___ Given data ___

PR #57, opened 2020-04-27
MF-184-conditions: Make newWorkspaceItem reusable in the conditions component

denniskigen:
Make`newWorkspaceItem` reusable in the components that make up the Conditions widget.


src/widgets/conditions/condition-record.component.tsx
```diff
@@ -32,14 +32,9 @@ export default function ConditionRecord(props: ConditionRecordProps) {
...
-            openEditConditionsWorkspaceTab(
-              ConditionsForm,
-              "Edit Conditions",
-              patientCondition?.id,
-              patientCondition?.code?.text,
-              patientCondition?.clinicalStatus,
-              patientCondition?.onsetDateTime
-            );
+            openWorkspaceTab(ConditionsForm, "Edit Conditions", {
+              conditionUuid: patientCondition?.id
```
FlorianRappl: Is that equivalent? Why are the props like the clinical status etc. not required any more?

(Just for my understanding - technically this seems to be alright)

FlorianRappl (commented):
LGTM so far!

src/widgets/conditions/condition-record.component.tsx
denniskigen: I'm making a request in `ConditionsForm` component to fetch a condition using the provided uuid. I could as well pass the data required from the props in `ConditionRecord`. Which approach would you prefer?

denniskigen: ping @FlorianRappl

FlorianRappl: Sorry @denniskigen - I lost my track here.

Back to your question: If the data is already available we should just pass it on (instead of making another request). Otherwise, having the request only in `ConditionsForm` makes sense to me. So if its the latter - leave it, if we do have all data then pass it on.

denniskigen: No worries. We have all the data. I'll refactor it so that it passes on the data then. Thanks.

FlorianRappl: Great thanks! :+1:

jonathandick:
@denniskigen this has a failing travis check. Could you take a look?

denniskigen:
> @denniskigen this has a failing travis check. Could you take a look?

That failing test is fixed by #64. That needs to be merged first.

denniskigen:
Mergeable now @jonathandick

___

* **What the task asks**:
Quote each line of the data above exactly as written.

* **Response to the exercise**:
PR #57, opened 2020-04-27
MF-184-conditions: Make newWorkspaceItem reusable in the conditions component

denniskigen:
Make`newWorkspaceItem` reusable in the components that make up the Conditions widget.


src/widgets/conditions/condition-record.component.tsx
```diff
@@ -32,14 +32,9 @@ export default function ConditionRecord(props: ConditionRecordProps) {
...
-            openEditConditionsWorkspaceTab(
-              ConditionsForm,
-              "Edit Conditions",
-              patientCondition?.id,
-              patientCondition?.code?.text,
-              patientCondition?.clinicalStatus,
-              patientCondition?.onsetDateTime
-            );
+            openWorkspaceTab(ConditionsForm, "Edit Conditions", {
+              conditionUuid: patientCondition?.id
```
FlorianRappl: Is that equivalent? Why are the props like the clinical status etc. not required any more?

(Just for my understanding - technically this seems to be alright)

FlorianRappl (commented):
LGTM so far!

src/widgets/conditions/condition-record.component.tsx
denniskigen: I'm making a request in `ConditionsForm` component to fetch a condition using the provided uuid. I could as well pass the data required from the props in `ConditionRecord`. Which approach would you prefer?

denniskigen: ping @FlorianRappl

FlorianRappl: Sorry @denniskigen - I lost my track here.

Back to your question: If the data is already available we should just pass it on (instead of making another request). Otherwise, having the request only in `ConditionsForm` makes sense to me. So if its the latter - leave it, if we do have all data then pass it on.

denniskigen: No worries. We have all the data. I'll refactor it so that it passes on the data then. Thanks.

FlorianRappl: Great thanks! :+1:

jonathandick:
@denniskigen this has a failing travis check. Could you take a look?

denniskigen:
> @denniskigen this has a failing travis check. Could you take a look?

That failing test is fixed by #64. That needs to be merged first.

denniskigen:
Mergeable now @jonathandick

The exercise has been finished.